REQUIREMENT: Take the data below. Output it exactly from its first line through the line containing "PR #1015, opened 2016-10-02".

##############################

PR #1011, opened 2016-10-01
Organize AIDependencies.py

Morlic-fo:
- Reorganize the way information is sorted
- Add code-folding tags for easier IDE navigation


Cjkjvfnby:
@Morlic-fo, Is it your idea to use that folding style? Should it be discussed with team?  

PS. If you add some new feature like code folding it will be nice to add some link about it.

https://www.jetbrains.com/help/idea/2016.2/code-folding.html#using_folding_comments

Morlic-fo:
I will make sure to add links in the future. Sorry for that.

Yeah, to use the folding style is my idea as the previous form of AIDependencies.py was very hard to navigate through. From my perspective, it most certainly is better than those `If true:  # only for code folding` statements in other parts of the code. It is comment-base and thus easily ignored even if your IDE does not support it. The style itself is very specific in what it does.

> Should it be discussed with team?
> Well, effectively we two are the AI team right now and I assigned the PR to you so you could voice your opinion and any concerns. As you merged the PR, I guess you are ok with it - if you have better ideas for the code organization in that file or just think that that particular style is a bad idea for whatever reason, please say so.

Or do you think this should be discussed with all the devs / project lead? It does not seem to be a critical / fundamental design decision to me - but if anyone feels the need, of course I am open to discuss it.

Vezzra:
As this addition is entirely in your "realm" (so to speak) and a rather minor style thing I guess it's not absolutely necessary to involve the other devs/leads in that decision.

If we feel left out, we'll complain. 😉

PR #1015, opened 2016-10-02
Improved the Environment pedia article by adding the ep_wheel picture.

Deepsloth:


MatGB:
Yup, works fine and we got an image embedded via script, which is also good.

PR #829, opened 2016-08-02
Added the native species Lembala'Lam.

Deepsloth:
Cleaned, fixed, tweaked and with comments.

PR #1016, opened 2016-10-02
Added the native species Lembala'Lam

Deepsloth:
Successor of #829.

### DIFF
--- a/default/scripting/species/SP_LEMBALALAM.focs.txt
+++ b/default/scripting/species/SP_LEMBALALAM.focs.txt
@@ -1,0 +1,129 @@
+Species
+    name = "SP_LEMBALALAM"
+    description = "SP_LEMBALALAM_DESC"
+    gameplay_description = "SP_LEMBALALAM_GAMEPLAY_DESC"
+    Native
+
+    tags = [ "ORGANIC" "AI_TAG_NO_INDUSTRY" "AI_TAG_GOOD_RESEARCH" "AI_TAG_AVERAGE_SUPPLY" "AI_TAG_GOOD_STEALTH"]
+
+    foci = [
+        /*[[HAS_INDUSTRY_FOCUS]]*/
+        [[HAS_RESEARCH_FOCUS]]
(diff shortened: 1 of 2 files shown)


Deepsloth:
Conflicts resolved. 
AI_Tag, _Desc and label updates have been done.

MatGB:
OK, after about 4 attempts to test these guys, I've either not found them, had them the other side of the galaxy or been near the end of the tech tree when I found them.

Unless someone objects, I'm going to merge the PR in tomorrow, it runs fine with no errors and I think it's best to fix problems with them if/when we get feedback reports.

Vezzra:
Ok with me.

MatGB:
For future, you've mentioned in passing in a thread that it would be fairly easy to hack the Python code to guarantee a specific native near homeworlds: I'd love to know how because testing natives really is a pain when you've no guarantee of even getting one in a galaxy let alone it being near enough to you to test viably.

Morlic-fo:
If you do merge, please open up the standard AI issue. The required adaptations are minor and not too important (I can only think of tweaking the invasion priority right now) but it should be done at some point anyway.

Vezzra:
@MatGB, the easiest way to test a native species is probably to tweak the relevant universe generation scripts to make it so that all planets with natives get the species you want to test (and then set Native Frequency to High, obviously). To do that, change line 87 in `natives.py`:

```
natives = random.choice(natives_for_planet_type[planet_type])
```

to:

```
natives = "SP_WHATEVER_SPECIES"
```

and add the following line after line 90 (`fo.planet_set_species(candidate, natives)`):

```
fo.planet_set_type(candidate, fo.planetType.preferred_planet_type_of_whatever_species)
```

...to make sure our natives don't die out if the planet type doesn't match their preference. See `planets.py` for the list of values for the planet types.

Didn't test this, but it should work.

MatGB:
Cool, I can always tweak it if it doesn't work, I'm almost able to read simple Python now but the parsing always confuses me. Thanks.

PR #1019, opened 2016-10-03
Add help article for SitRep Dismiss/Hide

dbenage-cx:
There is an understandable confusion between Dismissing a SitRep and Hiding a SitRep template (Filters).

This PR adds an article to explain those differences, and a right click context entry to make the explanation more accessible to the user.

### DIFF
--- a/default/stringtables/en.txt
+++ b/default/stringtables/en.txt
@@ -4711,6 +4711,36 @@ Important sections include [[encyclopedia CATEGORY_GAME_CONCEPTS]] and the recen
 
 '''
 
+SITREP_IGNORE_BLOCK_TITLE
+Ignoring and Blocking SitReps
+
+SITREP_IGNORE_BLOCK_SHORT_DESC
+Ignoring a specific SitRep and blocking SitRep types.
+
+SITREP_IGNORE_BLOCK_TEXT
+'''There are two options for hiding Situation Reports (SitReps): Ignoring and Blocking.
+
+Ignoring a SitRep is always for a specific event.
+For example, a specific ship arriving at a specific system.
+A different ship arriving at that system, or the same ship arriving at a different system are both different events, and will still be displayed.
+
+Blocking a SitRep <i>type</i> applies to any SitRep for the same type of event.
+For example, <u>[[SITREP_OWN_SHIP_ARRIVED_AT_DESTINATION_LABEL]]</u> applies to any ship owned by the players empire arriving at any system.
+
+<u>[[SITREP_SNOOZE_INDEFINITE]]</u> will hide the SitRep for all turns, starting from turn 0.
+Options to ignore for 5 or 10 turns will start counting from the turn being viewed in the Situation Report window.
+Ignoring a SitRep only applies to the current game session.
+If the client is restarted or a game is loaded, these SitReps are displayed again.
+
+Blocking a SitRep type applies to all turns and will persist between game sessions.
+Previously blocked SitRep types may be re-enabled by clicking the Filters button.
+SitRep types will have a check mark next to them if they are enabled/shown.
+SitRep types only appear in the Filters list once an event has occurred that would trigger them.
+
+Ignoring is useful for hiding a reoccurring event, such as reminders to build a [[buildingtype BLD_GAS_GIANT_GEN]] at one planet.
+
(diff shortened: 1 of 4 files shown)


dbenage-cx:
documentation seemed the closest match, although it is user facing

MatGB:
I use documentation when I'm doing Pedia based stuff, but then I'm never sure what to use or why.

default/stringtables/en.txt
```diff
@@ -4705,6 +4705,29 @@ Important sections include [[encyclopedia CATEGORY_GAME_CONCEPTS]] and the recen
 
 '''
 
+SITREP_DISMISS_HIDE_TITLE
+Dismissing and Hiding SitReps
+
+SITREP_DISMISS_HIDE_SHORT_DESC
+Dismissing a specific SitRep and hiding a SitRep template.
```
MatGB: I dislike the use of the word template, I don't think it's appropriate, but I'm not sure what would be better. Sitrep type?

dbenage-cx: Thanks, I kept trying to use 'group' as a replacement.  Type seems a better fit to a user, though slightly less accurate.

default/stringtables/en.txt
```diff
@@ -4705,6 +4705,29 @@ Important sections include [[encyclopedia CATEGORY_GAME_CONCEPTS]] and the recen
...
+SITREP_DISMISS_HIDE_TITLE
+Dismissing and Hiding SitReps
+
+SITREP_DISMISS_HIDE_SHORT_DESC
+Dismissing a specific SitRep and hiding SitRep types.
+
+SITREP_DISMISS_HIDE_TEXT
+'''There are two options for ignoring Situation Reports (SitReps): Dismissing and Hiding.
+
+Dismissing a SitRep will keep that specific SitRep for displaying.
```
geoffthemedio: This does not clarify anything for me. A sitrep is generated on and describes an event on a specific turn... how does one "dismiss" a "specific sitrep" for several turns? Does that mean if I hide it on turn 10, then on turn 13 I go back in the sitrep window to look at turn 10, a single entry will be hidden? I don't see why anyone would want to do that just for a few turns, so I assume that's not what it means. So then I suppose something else is meant by "specific sitrep", such as a particular type of message, like "enemy fleet arrived"... but then what is a "group of sitreps" if not a particular type of message?

The only difference I understand is per-game or persistent in client config hiding of message types.

default/stringtables/en.txt
```diff
@@ -4705,6 +4705,29 @@ Important sections include [[encyclopedia CATEGORY_GAME_CONCEPTS]] and the recen
...
+There are options to dismiss for a certain number of turns, or indefinitely.
+When dismissing a SitRep, it will only stay dismissed for the current game.
+If you restart the client or reload the current game, these SitReps will display again.
+Dismissing is always for a specific SitRep, such as a reminder to build a Gas Generator on planet Delphi II.
```
geoffthemedio: So if a fleet arrival sitrep for a particular fleet at a particular system, and the fleet arrives at that system again a few turns later, there'd be no sitrep? Maybe that starts to make sense, but I think you need to explicitly explain "that specific sitrep" immediately. Does it mean a sitrep with the exact same message?

How does the turns / timing limitation work? Turn on which the sitrep was generated, or the current game turn (eg. so if I hide a specific sitrep on turn 20, then on turn 21 I go back in the sitrep window to look at sitreps from turn 10, will the specific sitrep appear then if it was generated on turn 10?)

default/stringtables/en.txt
dbenage-cx: Hoping the new wording will clarify this.

default/stringtables/en.txt
dbenage-cx: Yes, meaning the exact same message.

In your scenario, if the sitrep was dismissed for X turns, it will still show on turn 10.
If it was Indefinitely Dismissed, it would hide that sitrep for all turns (changed to Completely Ignore, as indefinite is misleading).

dbenage-cx:
Rebased.

To help distinguish (since both are "hidden"), I've relabeled `dismiss` to `ignore`, and `hide` to `block`.
Ignoring always applies to a specific sitrep message (Discovered NewTechX).
Blocking always applies to filtering by template (all new tech completed messages).
Suggestions welcome if either of these terms are not suitable.

PR #1021, opened 2016-10-03
left-click on map to close fleet wnd

TheSilentOne1:
Left-clicking the map screen will close the fleet window if it is open. If no fleet window is open, it will close the sidepanel. (If you play with multiple fleet window enabled, all fleet windows will close.)

### DIFF
--- a/UI/ClientUI.cpp
+++ b/UI/ClientUI.cpp
@@ -531,7 +531,7 @@ namespace {
         // UI behavior
         db.Add("UI.tooltip-delay",              UserStringNop("OPTIONS_DB_UI_TOOLTIP_DELAY"),              500,        RangedValidator<int>(0, 3000));
         db.Add("UI.multiple-fleet-windows",     UserStringNop("OPTIONS_DB_UI_MULTIPLE_FLEET_WINDOWS"),     false);
-        db.Add("UI.window-quickclose",          UserStringNop("OPTIONS_DB_UI_WINDOW_QUICKCLOSE"),          false);
+        db.Add("UI.window-quickclose",          UserStringNop("OPTIONS_DB_UI_WINDOW_QUICKCLOSE"),          true);
         db.Add("UI.auto-reposition-windows",    UserStringNop("OPTIONS_DB_UI_AUTO_REPOSITION_WINDOWS"),    true);
 
         // UI behavior, hidden options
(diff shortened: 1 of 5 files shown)


dbenage-cx:
Is deselecting fleet(s) while viewing the production screen intended?
I imagine a user could expect either behavior.

geoffthemedio:
There is already an option in the UI tab: Quick close windows. If enabled, right clicking on the map away from a system will close the fleets window.

TheSilentOne1:
@dbenage-cx: Good point, I guess I would rather prevent deselecting fleets when the production screen is open.

@geoffthemedio: And one more thing I didn't know that it existed! But if even I as a FO veteran didn't know about this option, this small left-click patch may still be an improvement over the right-click method. Let's maybe hear some more opinions? 

... I just noticed there is also some issue where the fleet window resets its size after it has been closed, I will ofc adress that if the left-click-close feature finds approval.

TheSilentOne1:
Have adressed the aforementioned issue.

Vezzra:
> But if even I as a FO veteran didn't know about this option, this small left-click patch may still be an improvement over the right-click method. Let's maybe hear some more opinions? 

Using left-click to first close open fleet windows and then the planet sidepanel (and, if we keep the "Quick close window" option in the options dialog, default it to "on") sounds like a good idea to me, more intuitive than the current right click solution.

Any objections to changing that as @TheSilentOne1 suggested?

TheSilentOne1:
I have noticed another bug: when you drag the map screen while the mouse is over a nebula (field icon), that will cause the fleet screen to close. This seems to happen because at the end of dragging, instead of FieldIcon::LButtonUp() FieldIcon::LClick() is called. I don't have a clue why this is happening - help would be appreciated!

dbenage-cx:
GG::Wnd:LClick

> ```
> /** Respond to release of left mouse button over this Wnd, if it was also
>     originally depressed over this Wnd.  A Wnd will receive an LButtonUp()
>     message whenever a drag that started over its area ends over its area
>     as well. */
> ```

Checking `m_dragged` here should resolve the issue over nebulas (and other potential cases), something like:

```
    if (!m_dragged && !m_in_production_view_mode) {
        FleetUIManager& manager = FleetUIManager::GetFleetUIManager();
        if (manager.ActiveFleetWnd()) {
            manager.CloseAll();
        } else {
            SelectSystem(INVALID_OBJECT_ID);
            m_side_panel->Hide();
        }
    }
```

TheSilentOne1:
Checking for m_dragged did it. Thank you!

TheSilentOne1:
As far as I'm concerned, this is good to go (in).

Vezzra:
As there haven't been any objections to the proposed changes, I think you can go ahead and merge.

Issue #755, opened 2016-07-05
Add Sidebar or other Layout Reworking to Pedia


geoffthemedio:
Improve 'Pedia navigation with a sidebar.

http://www.freeorion.org/forum/viewtopic.php?f=10&t=6597&hilit=%27pedia+GUI

PR #1024, opened 2016-10-05
Match article text in pedia searches

### LINKED ISSUE #754: Improve Pedia Search
The encyclopedia search function could be improved. Highest priority is showing a list of matches or partial matches for a search query, rather than jumping directly to the first match found. Article contents, not just titles, should also be searched.

dbenage-cx:
Matches pedia article text for search results.

Resolves #754

### DIFF
--- a/UI/EncyclopediaDetailPanel.cpp
+++ b/UI/EncyclopediaDetailPanel.cpp
@@ -52,8 +52,10 @@ namespace {
     const GG::Y TEXT_MARGIN_Y(0);
     const int DESCRIPTION_PADDING(3);
 
-    void    AddOptions(OptionsDB& db)
-    { db.Add("UI.dump-effects-descriptions", UserStringNop("OPTIONS_DB_DUMP_EFFECTS_GROUPS_DESC"),  false,  Validator<bool>()); }
+    void    AddOptions(OptionsDB& db) {
+        db.Add("UI.dump-effects-descriptions", UserStringNop("OPTIONS_DB_DUMP_EFFECTS_GROUPS_DESC"),  false,  Validator<bool>());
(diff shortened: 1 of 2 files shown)


default/stringtables/en.txt
```diff
@@ -3891,6 +3891,9 @@ Word Title Matches
 ENC_SEARCH_PARTIAL_MATCHES
 Partial-Word Title Matches
 
+ENC_SEARCH_ARTICLE_MATCHES
+Article Description Matches
```
geoffthemedio: "Article Description" is misleading... I think you mean article contents or text?

UI/EncyclopediaDetailPanel.cpp
```diff
@@ -987,6 +1006,25 @@ void EncyclopediaDetailPanel::HandleSearchTextEntered() {
...
+         entry_it = all_pedia_entries_list.begin();
+         entry_it != all_pedia_entries_list.end(); ++entry_it)
+    {
+        std::set<std::pair<std::string, std::string> >::const_iterator dupe_it =
+            already_listed_results.find(std::make_pair(entry_it->second.second, entry_it->first));
+        if (dupe_it != already_listed_results.end())
+            continue;
+
+        EncyclopediaArticle article_entry = GetPediaArticle(entry_it->second.second);
+        if (boost::icontains(UserString(article_entry.description), search_text)) {
```
geoffthemedio: I'm concerned this could be rather slow to search through all article text...

default/stringtables/en.txt
dbenage-cx: Fixed

UI/EncyclopediaDetailPanel.cpp
dbenage-cx: Added config option.  Instead of adding another selection in the options screen, I'd like to defer the UI counterpart for #755

geoffthemedio:
seems reasonable...

dbenage-cx:
TY for reviewing

PR #1030, opened 2016-10-07
In Font::FillTextElements skip work when text is empty.

LGM-Doyle:
This PR follows #1029

It skips doing work when `text` is empty.


adrianbroher (approved):
Not much to say about that one. Compiling and running the game doesn't show obvious flaws.

LGM-Doyle:
#1031, #1032 and #1033 should all still be conflict free, since they are independent of each other.

PR #1126, opened 2016-11-23
Change side panel SystemName to an unsorted list with pre-sorted rows.

LGM-Doyle:
This improves performance, because the ListWnd sort is an insertion sort.

This also addressed style issues from review #1124.

I was literally 5 minutes away from pushing these changes fixing the issues you raised in #1124 and adding a slight performance improvement, when you merged #1124.

### DIFF
--- a/UI/SidePanel.cpp
+++ b/UI/SidePanel.cpp
@@ -750,7 +750,7 @@ namespace {
         int SystemID() const { return m_system_id; }
 
         virtual SortKeyType SortKey(std::size_t column) const
-        { return GetSystem(m_system_id)->Name(); }
+        { return GetSystem(m_system_id)->Name() + boost::lexical_cast<std::string>(m_system_id); }
 
     private:
         int m_system_id;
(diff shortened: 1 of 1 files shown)


UI/SidePanel.cpp
```diff
@@ -3040,42 +3040,56 @@ void SidePanel::RefreshInPreRender() {
...
+
+    // The system names are manually sorted here and not automatically in
+    // the vectorized insert because the ListBox is currently never
+    // resorted, inserted or deleted so this was faster when profiled.  If
+    // the performance of the std::stable_sort used in ListBox improves to
+    // N logN when switching to C++11 then this should simply insert the
+    // entire vector into the ListBox.  If the approach switches to
+    // maintaing the list by incrementally inserting/deleting system
+    // names, then this approach should also be dropped.
+    std::map<std::string, int> system_map;
```
geoffthemedio: given that systems can now be renamed, this needs to account for multiple systems having the same name

geoffthemedio (changes requested):

LGM-Doyle:
I wonder who did that?  Good catch.  Fixed.

PR #1132, opened 2016-11-25
Remove AccordionPanel::PreRender().

LGM-Doyle:
From profiling it saves only microseconds per call and it is not
algorithmically triggered, so should never be trigger 1000 times during
a single render interval.

This makes further improvements to the flicker of the sidepanel in issue #1093.


Vezzra:
@LGM-Doyle, I assume you meant to set the milestone to "Next Release", not "Gateway to the Void", so I corrected that 😉

LGM-Doyle:
Thanks.  The javascript always takes some time to update and I wasn't patient enough.

PR #1134, opened 2016-11-25
Add ListBox::Show() to only show rows within the visible box.

LGM-Doyle:
This PR further speeds up and cleans up the SidePanel SystemName drop down list.

It adds `ListBox::Show(bool children)`, which unlike the default `Show()` does not show all of its children.  It only shows those rows which would be visible if the list rendered.  This means that the `PreRender()` of rows that would not be in the drop down are not called.  It still calls all of the `PreRender()` functions of the invisible items in the dropped portion of the list even when it is not dropped, so it is not optimal.

This speeds up re-generation of the SidePanel even when the SystemName is not expanded.  From profiling on a 1000 system map this improves the re-load of the SystemName caused by the Super-Testers revealing all of the systems from 400ms to 1.8ms.  In a regular game this cost is paid every time the SidePanel updates the SystemName contributing to late game sluggishness.

Making this change exposed a bug where `ListBox::Row::operator[]` creates dangling null Control* pointers, which causes problems (i.e. crashing), so that operator is removed in this PR.

### DIFF
--- a/UI/DesignWnd.cpp
+++ b/UI/DesignWnd.cpp
@@ -1872,9 +1872,9 @@ void BasesListBox::BaseRightClicked(GG::ListBox::iterator it, const GG::Pt& pt, 
                 if (result != "" && result != design->Name()) {
                     HumanClientApp::GetApp()->Orders().IssueOrder(
                         OrderPtr(new ShipDesignOrder(client_empire_id, design_id, result)));
-                    ShipDesignPanel* design_panel = dynamic_cast<ShipDesignPanel*>(
-                        !design_row->empty() ? design_row->at(0) : 0);
-                    design_panel->Update();
+                    if (!design_row->empty())
+                        if (ShipDesignPanel* design_panel = dynamic_cast<ShipDesignPanel*>(design_row->at(0)))
+                            design_panel->Update();
                 }
                 break;
             }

##############################

ANSWER FOR THE TASK:
PR #1011, opened 2016-10-01
Organize AIDependencies.py

Morlic-fo:
- Reorganize the way information is sorted
- Add code-folding tags for easier IDE navigation


Cjkjvfnby:
@Morlic-fo, Is it your idea to use that folding style? Should it be discussed with team?  

PS. If you add some new feature like code folding it will be nice to add some link about it.

https://www.jetbrains.com/help/idea/2016.2/code-folding.html#using_folding_comments

Morlic-fo:
I will make sure to add links in the future. Sorry for that.

Yeah, to use the folding style is my idea as the previous form of AIDependencies.py was very hard to navigate through. From my perspective, it most certainly is better than those `If true:  # only for code folding` statements in other parts of the code. It is comment-base and thus easily ignored even if your IDE does not support it. The style itself is very specific in what it does.

> Should it be discussed with team?
> Well, effectively we two are the AI team right now and I assigned the PR to you so you could voice your opinion and any concerns. As you merged the PR, I guess you are ok with it - if you have better ideas for the code organization in that file or just think that that particular style is a bad idea for whatever reason, please say so.

Or do you think this should be discussed with all the devs / project lead? It does not seem to be a critical / fundamental design decision to me - but if anyone feels the need, of course I am open to discuss it.

Vezzra:
As this addition is entirely in your "realm" (so to speak) and a rather minor style thing I guess it's not absolutely necessary to involve the other devs/leads in that decision.

If we feel left out, we'll complain. 😉

PR #1015, opened 2016-10-02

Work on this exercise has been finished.